WHAT IS EXPECTED:
Transcribe each record below word for word.

*** EXCERPTED RECORDS

PR #798, opened 2023-04-03
feat: refactor protobufs and utils to remove grpc-js dependency

PangZhi:
## Motivation

Part of #573, removed grpc-js dependency from protobufs (thus utils). 

## Change Summary
- separate rpc.proto to request_response.proto and rpc.proto (only have service definition), remove grpc-js dependency from protobufs (thus utils)
- move all grpc-js code generation to hub-nodejs
- refactor hubble app to use hub-nodejs
- add protobufs & utils as dependency for hub-web and add new exports

## Merge Checklist


.changeset/honest-news-own.md
```diff
@@ -0,0 +1,10 @@
+---
+'@farcaster/protobufs': minor
```
PangZhi, line 2: ideally it's major change for protobufs and utils (interface not backward compatible). However, it seems that we haven't released major version of protobufs  & utils yet, so I made it minor.

apps/hubble/package.json
```diff
@@ -47,6 +47,7 @@
   "dependencies": {
     "@chainsafe/libp2p-gossipsub": "6.1.0",
     "@chainsafe/libp2p-noise": "^11.0.0 ",
+    "@farcaster/hub-nodejs": "^0.6.0",
```
PangZhi, line 50: What's the process for package release here? We will need to update this to the new version of hub-nodejs

pfletcherhill: We use changesets for version control, so we can run `yarn changeset version` and it will update all of these correctly.

apps/hubble/src/rpc/test/bulkService.test.ts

******

THE COMPLETED TASK:
PR #798, opened 2023-04-03
feat: refactor protobufs and utils to remove grpc-js dependency

PangZhi:
## Motivation

Part of #573, removed grpc-js dependency from protobufs (thus utils). 

## Change Summary
- separate rpc.proto to request_response.proto and rpc.proto (only have service definition), remove grpc-js dependency from protobufs (thus utils)
- move all grpc-js code generation to hub-nodejs
- refactor hubble app to use hub-nodejs
- add protobufs & utils as dependency for hub-web and add new exports

## Merge Checklist


.changeset/honest-news-own.md
```diff
@@ -0,0 +1,10 @@
+---
+'@farcaster/protobufs': minor
```
PangZhi, line 2: ideally it's major change for protobufs and utils (interface not backward compatible). However, it seems that we haven't released major version of protobufs  & utils yet, so I made it minor.

apps/hubble/package.json
```diff
@@ -47,6 +47,7 @@
   "dependencies": {
     "@chainsafe/libp2p-gossipsub": "6.1.0",
     "@chainsafe/libp2p-noise": "^11.0.0 ",
+    "@farcaster/hub-nodejs": "^0.6.0",
```
PangZhi, line 50: What's the process for package release here? We will need to update this to the new version of hub-nodejs

pfletcherhill: We use changesets for version control, so we can run `yarn changeset version` and it will update all of these correctly.

apps/hubble/src/rpc/test/bulkService.test.ts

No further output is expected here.